#### [Problem]
Would you copy out each line of the records below that includes the word "from"?
-------- Data provided --------
PR #2358, opened 2020-11-24
vscode: Show notification when upgrade is available

nhooyr:

### DIFF
--- a/ci/dev/vscode.patch
+++ b/ci/dev/vscode.patch
@@ -769,10 +769,10 @@ index 096b9e23493539c9937940a56e555d95bbae38d9..ef37e614004f550f7b64eacd362f6894
  	remove(key: string, scope: StorageScope): void {
 diff --git a/src/vs/server/browser/client.ts b/src/vs/server/browser/client.ts
 new file mode 100644
-index 0000000000000000000000000000000000000000..c6eef331346ebc244a26e8b1e5919d192225b971
+index 0000000000000000000000000000000000000000..385b9da491d38a9f5d10fab6e4666c84a892f49d
 --- /dev/null
 +++ b/src/vs/server/browser/client.ts
-@@ -0,0 +1,237 @@
+@@ -0,0 +1,240 @@
 +import { Emitter } from 'vs/base/common/event';
 +import { URI } from 'vs/base/common/uri';
 +import { localize } from 'vs/nls';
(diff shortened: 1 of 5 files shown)


nhooyr:
Will add a ss in the AM.

nhooyr:
Screen Shot 2020-11-24 at 1 06 49 PM

frenck:
How can I disable this update check?

ci/dev/vscode.patch
```diff
@@ -922,8 +924,57 @@ index 0000000000000000000000000000000000000000..3c0703b7174ad792a4b42841e96ee937
 +		});
 +	}
 +
++	const logService = (services.get(ILogService) as ILogService);
++	const storageService = (services.get(IStorageService) as IStorageService);
++	// We set this here first in case the path changes.
++	const updateCheckEndpoint = path.join(window.location.pathname, "/update/check")
```
code-asher, line 930: I think we'll want to use `options.base` at some point to make this independent of the vscode endpoint (for example if you access it at `/vscode` instead of `/`).

nhooyr:
> How can I disable this update check?

Is there a reason you need to? code-server will never actually upgrade itself. It's only a notification. Perhaps we should make it a weekly/monthly notification instead?

ci/dev/vscode.patch
nhooyr: There is options.base anymore. It was removed.

frenck:
Basically 2 reasons:

- It is repacked in another Docker container as a Home Assistant add-on. All those releases are tested before releasing it to our userbase, your update cycle doesn't match ours. Neither does the versioning. This will be confusing to them.

- As for my personal system; I'm not interested in having it phone home every couple of hours for an update check.

nhooyr:
> It is repacked in another Docker container as a Home Assistant add-on. All those releases are tested before releasing it to our userbase, your update cycle doesn't match ours. Neither does the versioning. This will be confusing to them.
> I simply don't want a notification. I rather control the things I'm notified of. It is distracting while working actually.

Fair enough, I've opened https://github.com/cdr/code-server/issues/2361 for the next release.

> As for my personal system; I'm not interested in having it phone home every couple of hours for an update check.

It doesn't hit any server hosted by us. It just checks against the latest release on GitHub.

frenck:
Thank you!

ci/dev/vscode.patch
nhooyr: I'll add it back though.

futurist:
How to disable the update notification? I see the PR don't have any options/command-args to disable that!

PR #2389, opened 2020-12-02
Add coder-log path to FAQ's 'How do I debug...' section

csaska:
Previously, the _How do I debub issues with code-server?_ section of FAQ was referencing `~/.local/share/code-server/logs`. For the more recent verions of code-server, it appears this log directory was renamed to `~/.local/share/code-server/coder-logs`

### DIFF
--- a/doc/FAQ.md
+++ b/doc/FAQ.md
@@ -232,7 +232,7 @@ code-server --log debug
 Once this is done, replicate the issue you're having then collect logging
 information from the following places:
 
-1. stdout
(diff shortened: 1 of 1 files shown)


code-asher:
Thank you for the PR!

We should actually probably reference both. `logs` contains the VS Code
logs while `coder-logs` contains a copy of code-server's `stdout` and
`stderr`.

Let's change `1.` to say something like:

```
The most recent files from `~/.local/share/code-server/coder-logs`.
```

code-asher (approved):
Thanks!!

PR #2400, opened 2020-12-04
Use proxy-agent to support $HTTP_PROXY

### LINKED ISSUE #124: HTTP proxy environment variables support
vscode use http_proxy and https_proxy environment variables if the proxy setting not set. It seems not to work when using code-server.

nhooyr:
Closes #124

This works by monkey patching the http and https modules's default agent
at runtime to the one given by the proxy-agent package.


src/node/update.ts
```diff
@@ -106,12 +106,13 @@ export class UpdateProvider {
...
         const client = httpx.get(uri, { headers: { "User-Agent": "code-server" } }, (response) => {
           if (!response.statusCode || response.statusCode < 200 || response.statusCode >= 400) {
+            response.destroy()
             return reject(new Error(`${uri}: ${response.statusCode || "500"}`))
           }
 
           if (response.statusCode >= 300) {
-            ++redirects
             response.destroy()
+            ++redirects
```
kylecarbs, line 115: What's with these being moved? Feels strangely out of scope

kylecarbs (changes requested):

src/node/update.ts
nhooyr: @code-asher and I now separate things cleanly into separate commits so it's best to review our PRs in commit order. The reasoning for this is in commit #2 `update.ts: Fix response memory leak` and is for consistency with the `response.destroy` I added above.

ik it's random and can go into another PR but just reducing churn.

nhooyr:
Confirmed working, this should be good now!

src/node/proxy_agent.ts
```diff
@@ -0,0 +1,53 @@
...
+ * - lib/vscode/src/vs/base/node/proxy_agent.ts
+ * The second is a symlink to the first.
+ */
+
+/**
+ * monkeyPatch patches the node HTTP/HTTPS library to route all requests through our
+ * custom agent from the proxyAgent package.
+ */
+export function monkeyPatch(vscode: boolean): void {
+  if (!process.env.HTTP_PROXY) {
```
code-asher, line 22: Should we also take `HTTPS_PROXY`? VS Code also seems to use the lowercase versions, not sure if we should as well. https://github.com/microsoft/vscode/blob/1.51.1/src/vs/platform/request/node/proxy.ts#L11

code-asher (changes requested):
Tested here as well and everything looks swell. I'm ecstatic to have this implemented at long last!! Per-commit review is :fire: as usual. :smile:

ci/dev/vscode.patch
```diff
@@ -2644,7 +2644,7 @@ index 0000000000000000000000000000000000000000..fb7999ee343ddfd5f225a5ef727c9e55
 +		this.logger.trace('Spawning extension host...');
 +		const proc = cp.fork(
 +			FileAccess.asFileUri('bootstrap-fork', require).fsPath,
-+			[ '--type=extensionHost' ],
```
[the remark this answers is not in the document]
nhooyr: Will revert and add a comment!

src/node/proxy_agent.ts
nhooyr: `process.env` is case insensitive! I think uppercase is canonical for environment variables so I think we should prefer that.

Yea I suppose we can just copy what VS Code's doing here.

nhooyr: I might be confused actually, not sure if it's case sensitive or not.

nhooyr: Ah yes, only on windows. I guess I'll just copy the VS Code function for this.

nhooyr: Nvm, it's confusing. There's no difference between `HTTP_PROXY` and `HTTPS_PROXY` for us as `proxy-agent` just takes a single URL and automatically uses the right protocol for whatever is required. VS Code lets you separate the two protocols out but there's no real value in that as far as I can tell. So going to leave it as is with a comment and add the lowercase version.

code-asher (approved):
--------
#### [Response area]
 +import { Emitter } from 'vs/base/common/event';
 +import { URI } from 'vs/base/common/uri';
 +import { localize } from 'vs/nls';
 information from the following places:
The most recent files from `~/.local/share/code-server/coder-logs`.
+ * custom agent from the proxyAgent package.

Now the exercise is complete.